Data provided

::::::::::

PR #1839, opened 2015-05-12
improved text editing for text elements

Pomax:
Due to how Android works with its views, this can lead to a content flash when the page is restored after editing and the `<Text>` element gets updated, but only after it's been restored with the original text.

This also needs a bit of a CSS tweek on the page itself, because neither the page preview on "project" nor the element preview in the element editor have any text wrapping, whereas the page text element does, for some reason.

Testing:

- go to a project
- go to a page in that project
- add a text element to the page if there isn't one already
- select the text element and tap the edit button
- in the editor view, tap the text to now get "native android" text input

Missing due to updated ticket: "edit text" button, and the "minimum text length 1" restriction

### DIFF
--- a/www_src/blocks/text.jsx
+++ b/www_src/blocks/text.jsx
@@ -30,10 +30,8 @@ var Text = React.createClass({
   render: function() {
     var style = {};
     var props = this.props;
-    Object.keys(props).forEach(prop => {
-      if (prop === "innerHTML") return;
-      style[prop] = props[prop]
-    });
+    ['fontFamily', 'color', 'fontWeight', 'fontStyle', 'textDecoration', 'textAlign', 'whiteSpace']
+      .forEach(prop => style[prop] = props[prop]);
 
     if (props.position) {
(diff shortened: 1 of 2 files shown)


flukeout:
@Pomax questions & observations:
* When I tap the text in the preview to start editing, it shifts over to the right a bit - should remain in the same place as before
* Is there a way to add a "Done" action on the native keyboard

Unrelated to your work, but they grey UI of the Edit Element page blends in with the native keyboard. I'll address that with Ricardo.

flukeout:
Added #1844 to discuss the keyboard UI issue.

Pomax:
1. I can't reproduce that... maybe we can investigate on the nexus 4 tomorrow?
2. no, tapping outside the element is the general "okay I am done" in the absence of an explicit done button

flukeout:
I think we need a clearer action for finishing editing then. I've added that to #1840 - we'll have it figured out tomorrow.

thisandagain:
Really nice, clean solution. R+ :panda_face:

PR #345, opened 2023-06-01
Remove ADT filtering with new filter indicator

### LINKED ISSUE #344: Update ADT filtering to not perform filtering
Inspired by conversations including these comments:
- https://github.com/AlexsLemonade/scpca-nf/pull/343#issuecomment-1572385042
- https://github.com/AlexsLemonade/scpca-nf/pull/343#issuecomment-1572389263

ADT filtering should be updated such that all filtering calculations remain, but filtering is not actually _applied_. Instead, we'll want to add slightly more detail to keep/remove indicators about whether given cells might be good to remove based on ADT stats. Happily this should not affect ADT normalization.

sjspielman:
Closes #344 

Here, I've updated our approach to ADT filtering:

- `scpca_filter` now contains "Remove" and "Keep" based only on RNA
- A new column `adt_filter` contains "Remove" and "Keep" based only on ADT. I chose this variable name and values for rough consistency with `scpca_filter`.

::::::::::

Assignment
In full and verbatim, repeat the records given above.

Answer to the exercise
PR #1839, opened 2015-05-12
improved text editing for text elements

Pomax:
Due to how Android works with its views, this can lead to a content flash when the page is restored after editing and the `<Text>` element gets updated, but only after it's been restored with the original text.

This also needs a bit of a CSS tweek on the page itself, because neither the page preview on "project" nor the element preview in the element editor have any text wrapping, whereas the page text element does, for some reason.

Testing:

- go to a project
- go to a page in that project
- add a text element to the page if there isn't one already
- select the text element and tap the edit button
- in the editor view, tap the text to now get "native android" text input

Missing due to updated ticket: "edit text" button, and the "minimum text length 1" restriction

### DIFF
--- a/www_src/blocks/text.jsx
+++ b/www_src/blocks/text.jsx
@@ -30,10 +30,8 @@ var Text = React.createClass({
   render: function() {
     var style = {};
     var props = this.props;
-    Object.keys(props).forEach(prop => {
-      if (prop === "innerHTML") return;
-      style[prop] = props[prop]
-    });
+    ['fontFamily', 'color', 'fontWeight', 'fontStyle', 'textDecoration', 'textAlign', 'whiteSpace']
+      .forEach(prop => style[prop] = props[prop]);
 
     if (props.position) {
(diff shortened: 1 of 2 files shown)


flukeout:
@Pomax questions & observations:
* When I tap the text in the preview to start editing, it shifts over to the right a bit - should remain in the same place as before
* Is there a way to add a "Done" action on the native keyboard

Unrelated to your work, but they grey UI of the Edit Element page blends in with the native keyboard. I'll address that with Ricardo.

flukeout:
Added #1844 to discuss the keyboard UI issue.

Pomax:
1. I can't reproduce that... maybe we can investigate on the nexus 4 tomorrow?
2. no, tapping outside the element is the general "okay I am done" in the absence of an explicit done button

flukeout:
I think we need a clearer action for finishing editing then. I've added that to #1840 - we'll have it figured out tomorrow.

thisandagain:
Really nice, clean solution. R+ :panda_face:

PR #345, opened 2023-06-01
Remove ADT filtering with new filter indicator

### LINKED ISSUE #344: Update ADT filtering to not perform filtering
Inspired by conversations including these comments:
- https://github.com/AlexsLemonade/scpca-nf/pull/343#issuecomment-1572385042
- https://github.com/AlexsLemonade/scpca-nf/pull/343#issuecomment-1572389263

ADT filtering should be updated such that all filtering calculations remain, but filtering is not actually _applied_. Instead, we'll want to add slightly more detail to keep/remove indicators about whether given cells might be good to remove based on ADT stats. Happily this should not affect ADT normalization.

sjspielman:
Closes #344 

Here, I've updated our approach to ADT filtering:

- `scpca_filter` now contains "Remove" and "Keep" based only on RNA
- A new column `adt_filter` contains "Remove" and "Keep" based only on ADT. I chose this variable name and values for rough consistency with `scpca_filter`.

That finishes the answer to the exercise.